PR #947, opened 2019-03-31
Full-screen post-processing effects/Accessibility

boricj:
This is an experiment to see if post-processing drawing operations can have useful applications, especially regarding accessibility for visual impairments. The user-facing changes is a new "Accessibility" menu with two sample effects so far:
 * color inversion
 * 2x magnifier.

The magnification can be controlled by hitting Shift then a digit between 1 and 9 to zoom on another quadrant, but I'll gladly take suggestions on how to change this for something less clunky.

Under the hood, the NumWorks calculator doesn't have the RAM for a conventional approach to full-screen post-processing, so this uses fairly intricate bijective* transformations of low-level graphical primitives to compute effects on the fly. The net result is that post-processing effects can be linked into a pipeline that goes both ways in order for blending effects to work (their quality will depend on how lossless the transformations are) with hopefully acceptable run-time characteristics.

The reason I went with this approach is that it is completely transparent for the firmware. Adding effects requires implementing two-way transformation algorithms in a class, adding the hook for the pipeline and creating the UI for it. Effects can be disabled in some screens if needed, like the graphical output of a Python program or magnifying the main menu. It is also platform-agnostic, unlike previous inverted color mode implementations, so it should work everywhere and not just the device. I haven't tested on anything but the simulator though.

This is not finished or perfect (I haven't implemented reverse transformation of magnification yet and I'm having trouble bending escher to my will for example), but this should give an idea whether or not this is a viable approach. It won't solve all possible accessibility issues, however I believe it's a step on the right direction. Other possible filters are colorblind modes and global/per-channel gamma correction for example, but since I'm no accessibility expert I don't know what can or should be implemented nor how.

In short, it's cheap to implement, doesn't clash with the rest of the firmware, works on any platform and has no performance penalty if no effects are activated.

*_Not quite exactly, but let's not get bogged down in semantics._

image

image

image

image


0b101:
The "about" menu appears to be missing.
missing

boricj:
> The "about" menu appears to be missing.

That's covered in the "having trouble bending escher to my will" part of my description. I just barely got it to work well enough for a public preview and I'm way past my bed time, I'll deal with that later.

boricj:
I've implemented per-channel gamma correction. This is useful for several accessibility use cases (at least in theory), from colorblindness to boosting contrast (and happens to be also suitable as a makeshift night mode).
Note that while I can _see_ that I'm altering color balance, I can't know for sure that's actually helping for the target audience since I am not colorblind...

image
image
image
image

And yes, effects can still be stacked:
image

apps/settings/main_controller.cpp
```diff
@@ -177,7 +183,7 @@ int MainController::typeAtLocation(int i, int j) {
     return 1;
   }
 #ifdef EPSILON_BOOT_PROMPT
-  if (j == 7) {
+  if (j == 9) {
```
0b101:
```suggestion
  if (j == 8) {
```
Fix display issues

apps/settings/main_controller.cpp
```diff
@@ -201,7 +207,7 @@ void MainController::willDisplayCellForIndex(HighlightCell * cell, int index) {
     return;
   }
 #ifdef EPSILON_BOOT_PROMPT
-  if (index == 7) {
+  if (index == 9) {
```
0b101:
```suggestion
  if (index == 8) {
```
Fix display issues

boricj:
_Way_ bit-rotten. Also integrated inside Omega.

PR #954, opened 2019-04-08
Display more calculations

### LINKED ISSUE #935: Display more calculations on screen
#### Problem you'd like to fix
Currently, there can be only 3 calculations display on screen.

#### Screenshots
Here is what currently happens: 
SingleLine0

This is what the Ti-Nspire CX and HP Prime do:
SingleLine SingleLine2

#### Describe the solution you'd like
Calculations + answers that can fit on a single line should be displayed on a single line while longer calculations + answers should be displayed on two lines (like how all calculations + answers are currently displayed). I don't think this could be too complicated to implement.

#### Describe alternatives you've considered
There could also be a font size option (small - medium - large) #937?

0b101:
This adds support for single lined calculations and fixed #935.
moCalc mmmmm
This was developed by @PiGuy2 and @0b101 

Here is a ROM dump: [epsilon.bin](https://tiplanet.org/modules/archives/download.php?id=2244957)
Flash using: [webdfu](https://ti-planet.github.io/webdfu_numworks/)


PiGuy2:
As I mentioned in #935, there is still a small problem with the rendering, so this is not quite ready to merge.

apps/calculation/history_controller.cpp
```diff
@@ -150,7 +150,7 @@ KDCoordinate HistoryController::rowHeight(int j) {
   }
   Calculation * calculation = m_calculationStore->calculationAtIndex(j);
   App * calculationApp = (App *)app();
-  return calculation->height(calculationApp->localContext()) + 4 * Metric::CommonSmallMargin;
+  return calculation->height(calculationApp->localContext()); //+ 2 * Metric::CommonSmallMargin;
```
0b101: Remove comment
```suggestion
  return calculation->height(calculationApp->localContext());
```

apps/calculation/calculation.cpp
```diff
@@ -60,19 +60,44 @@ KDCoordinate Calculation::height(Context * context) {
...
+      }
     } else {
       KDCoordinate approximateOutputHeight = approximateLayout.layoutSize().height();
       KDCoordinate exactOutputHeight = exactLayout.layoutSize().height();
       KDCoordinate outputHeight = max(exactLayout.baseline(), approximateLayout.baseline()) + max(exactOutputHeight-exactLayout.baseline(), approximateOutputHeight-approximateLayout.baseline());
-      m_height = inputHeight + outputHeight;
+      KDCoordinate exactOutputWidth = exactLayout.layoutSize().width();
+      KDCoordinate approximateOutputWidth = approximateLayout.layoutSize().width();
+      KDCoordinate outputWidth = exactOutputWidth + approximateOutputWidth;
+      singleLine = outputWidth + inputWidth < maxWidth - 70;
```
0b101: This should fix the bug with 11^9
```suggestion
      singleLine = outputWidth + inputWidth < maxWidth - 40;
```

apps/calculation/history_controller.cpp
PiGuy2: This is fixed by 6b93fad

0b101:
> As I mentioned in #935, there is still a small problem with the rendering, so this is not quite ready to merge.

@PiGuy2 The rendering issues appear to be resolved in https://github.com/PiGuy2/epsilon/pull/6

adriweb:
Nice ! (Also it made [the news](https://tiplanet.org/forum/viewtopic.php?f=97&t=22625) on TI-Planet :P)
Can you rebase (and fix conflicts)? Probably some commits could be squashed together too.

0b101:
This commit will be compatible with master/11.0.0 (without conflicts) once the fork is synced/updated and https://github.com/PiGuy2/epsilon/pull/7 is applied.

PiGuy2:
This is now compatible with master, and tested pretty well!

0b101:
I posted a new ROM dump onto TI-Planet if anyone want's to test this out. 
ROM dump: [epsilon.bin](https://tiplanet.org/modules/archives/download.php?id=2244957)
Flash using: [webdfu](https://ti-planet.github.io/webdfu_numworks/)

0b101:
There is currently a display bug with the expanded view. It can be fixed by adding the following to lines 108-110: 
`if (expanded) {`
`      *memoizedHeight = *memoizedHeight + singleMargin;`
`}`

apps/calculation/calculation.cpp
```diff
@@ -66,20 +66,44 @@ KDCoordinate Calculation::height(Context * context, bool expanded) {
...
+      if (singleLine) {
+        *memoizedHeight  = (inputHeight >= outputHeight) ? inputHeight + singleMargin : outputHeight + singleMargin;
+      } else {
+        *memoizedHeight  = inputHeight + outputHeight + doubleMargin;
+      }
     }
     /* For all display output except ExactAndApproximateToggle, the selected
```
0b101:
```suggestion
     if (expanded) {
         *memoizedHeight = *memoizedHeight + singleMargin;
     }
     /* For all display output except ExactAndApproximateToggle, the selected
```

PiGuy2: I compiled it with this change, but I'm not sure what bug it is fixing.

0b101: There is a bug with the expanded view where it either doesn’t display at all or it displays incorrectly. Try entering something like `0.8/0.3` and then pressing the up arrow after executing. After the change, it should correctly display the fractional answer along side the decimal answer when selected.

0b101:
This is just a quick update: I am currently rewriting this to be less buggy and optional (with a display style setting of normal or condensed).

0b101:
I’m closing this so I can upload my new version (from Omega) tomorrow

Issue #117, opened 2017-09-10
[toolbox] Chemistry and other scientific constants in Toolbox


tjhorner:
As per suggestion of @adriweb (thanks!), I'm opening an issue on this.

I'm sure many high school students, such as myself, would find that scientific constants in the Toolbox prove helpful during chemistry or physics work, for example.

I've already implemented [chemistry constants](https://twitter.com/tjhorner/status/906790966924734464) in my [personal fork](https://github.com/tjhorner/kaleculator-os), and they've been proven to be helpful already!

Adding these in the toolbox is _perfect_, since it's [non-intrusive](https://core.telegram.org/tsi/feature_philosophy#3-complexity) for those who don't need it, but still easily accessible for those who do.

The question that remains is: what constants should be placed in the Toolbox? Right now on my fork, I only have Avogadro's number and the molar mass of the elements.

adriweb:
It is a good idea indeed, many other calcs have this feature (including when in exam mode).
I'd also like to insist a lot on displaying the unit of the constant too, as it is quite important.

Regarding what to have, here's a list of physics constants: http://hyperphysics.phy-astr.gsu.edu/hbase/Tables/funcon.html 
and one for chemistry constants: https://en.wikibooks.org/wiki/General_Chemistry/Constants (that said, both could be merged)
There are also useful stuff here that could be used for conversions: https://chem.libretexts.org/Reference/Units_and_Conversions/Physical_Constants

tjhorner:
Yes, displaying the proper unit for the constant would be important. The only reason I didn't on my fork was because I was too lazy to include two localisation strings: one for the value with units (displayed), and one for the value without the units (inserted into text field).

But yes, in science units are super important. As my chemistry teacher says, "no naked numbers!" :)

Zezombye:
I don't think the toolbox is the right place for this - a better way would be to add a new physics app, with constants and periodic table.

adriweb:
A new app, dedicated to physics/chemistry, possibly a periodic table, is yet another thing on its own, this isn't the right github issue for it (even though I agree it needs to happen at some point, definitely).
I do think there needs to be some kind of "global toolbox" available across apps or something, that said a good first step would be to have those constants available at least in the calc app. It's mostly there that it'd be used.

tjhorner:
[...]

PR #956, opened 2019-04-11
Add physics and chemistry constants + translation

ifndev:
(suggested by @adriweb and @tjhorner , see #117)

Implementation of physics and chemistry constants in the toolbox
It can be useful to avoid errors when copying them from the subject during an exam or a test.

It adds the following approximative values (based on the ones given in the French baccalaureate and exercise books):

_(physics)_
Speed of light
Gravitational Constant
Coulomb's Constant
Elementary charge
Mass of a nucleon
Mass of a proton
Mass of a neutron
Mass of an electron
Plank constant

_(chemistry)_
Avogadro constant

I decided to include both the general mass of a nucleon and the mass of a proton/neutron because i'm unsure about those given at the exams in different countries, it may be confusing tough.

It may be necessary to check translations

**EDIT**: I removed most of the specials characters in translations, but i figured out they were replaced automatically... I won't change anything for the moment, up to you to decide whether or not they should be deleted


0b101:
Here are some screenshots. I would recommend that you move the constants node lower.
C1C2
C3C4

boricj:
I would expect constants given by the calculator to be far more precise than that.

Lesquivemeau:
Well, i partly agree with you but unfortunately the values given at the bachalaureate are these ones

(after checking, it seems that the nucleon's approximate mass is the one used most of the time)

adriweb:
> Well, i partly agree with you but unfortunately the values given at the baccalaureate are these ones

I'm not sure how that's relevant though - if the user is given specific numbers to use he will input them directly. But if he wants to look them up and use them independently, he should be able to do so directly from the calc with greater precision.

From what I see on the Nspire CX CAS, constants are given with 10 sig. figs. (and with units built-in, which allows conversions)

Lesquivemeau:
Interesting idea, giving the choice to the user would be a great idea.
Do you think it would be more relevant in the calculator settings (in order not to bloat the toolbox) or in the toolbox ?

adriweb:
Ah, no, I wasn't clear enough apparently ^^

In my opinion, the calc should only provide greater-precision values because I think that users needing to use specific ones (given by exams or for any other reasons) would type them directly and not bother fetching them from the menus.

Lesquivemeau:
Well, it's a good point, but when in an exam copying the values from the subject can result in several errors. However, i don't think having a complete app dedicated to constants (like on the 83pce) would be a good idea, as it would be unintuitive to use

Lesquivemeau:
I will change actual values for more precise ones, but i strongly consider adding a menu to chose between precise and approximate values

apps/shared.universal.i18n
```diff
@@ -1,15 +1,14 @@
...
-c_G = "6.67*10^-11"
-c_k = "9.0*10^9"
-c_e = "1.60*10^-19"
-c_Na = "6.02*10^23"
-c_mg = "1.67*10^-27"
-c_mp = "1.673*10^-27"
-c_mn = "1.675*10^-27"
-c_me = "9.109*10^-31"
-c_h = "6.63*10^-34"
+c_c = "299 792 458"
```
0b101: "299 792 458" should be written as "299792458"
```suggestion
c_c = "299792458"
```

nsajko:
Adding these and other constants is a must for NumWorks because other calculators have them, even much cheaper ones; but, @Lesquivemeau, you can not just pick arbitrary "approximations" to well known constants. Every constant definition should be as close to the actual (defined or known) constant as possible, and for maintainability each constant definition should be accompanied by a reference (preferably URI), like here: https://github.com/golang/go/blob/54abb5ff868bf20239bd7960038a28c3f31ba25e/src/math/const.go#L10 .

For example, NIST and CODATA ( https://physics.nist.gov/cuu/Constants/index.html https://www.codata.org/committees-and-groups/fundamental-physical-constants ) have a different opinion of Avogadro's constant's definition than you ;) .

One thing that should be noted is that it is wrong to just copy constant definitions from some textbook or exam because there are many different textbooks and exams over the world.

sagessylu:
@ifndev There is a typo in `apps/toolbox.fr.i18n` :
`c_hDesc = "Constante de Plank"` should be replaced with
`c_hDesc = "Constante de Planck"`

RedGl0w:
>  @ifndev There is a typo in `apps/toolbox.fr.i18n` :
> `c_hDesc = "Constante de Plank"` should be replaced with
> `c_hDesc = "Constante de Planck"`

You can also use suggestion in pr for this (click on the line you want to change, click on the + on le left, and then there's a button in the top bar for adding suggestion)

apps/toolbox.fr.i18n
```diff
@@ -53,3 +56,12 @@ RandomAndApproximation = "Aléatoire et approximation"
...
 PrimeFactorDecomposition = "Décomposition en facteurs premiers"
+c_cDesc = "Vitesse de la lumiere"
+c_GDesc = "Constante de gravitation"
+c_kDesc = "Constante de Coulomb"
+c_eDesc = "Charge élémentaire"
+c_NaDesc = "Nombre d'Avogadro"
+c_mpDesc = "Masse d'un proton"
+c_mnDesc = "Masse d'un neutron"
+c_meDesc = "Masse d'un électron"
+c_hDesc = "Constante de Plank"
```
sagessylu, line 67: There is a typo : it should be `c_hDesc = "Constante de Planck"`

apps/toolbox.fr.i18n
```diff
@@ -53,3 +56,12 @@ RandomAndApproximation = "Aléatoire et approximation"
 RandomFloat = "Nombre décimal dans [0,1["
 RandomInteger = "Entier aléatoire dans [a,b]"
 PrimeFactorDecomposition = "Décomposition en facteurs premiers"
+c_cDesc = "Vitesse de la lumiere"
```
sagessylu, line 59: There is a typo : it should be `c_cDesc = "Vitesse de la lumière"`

Exercise instructions: Read through the entries and copy each line in which "good" appears.

Output:
It is a good idea indeed, many other calcs have this feature (including when in exam mode).
I do think there needs to be some kind of "global toolbox" available across apps or something, that said a good first step would be to have those constants available at least in the calc app. It's mostly there that it'd be used.
Well, it's a good point, but when in an exam copying the values from the subject can result in several errors. However, i don't think having a complete app dedicated to constants (like on the 83pce) would be a good idea, as it would be unintuitive to use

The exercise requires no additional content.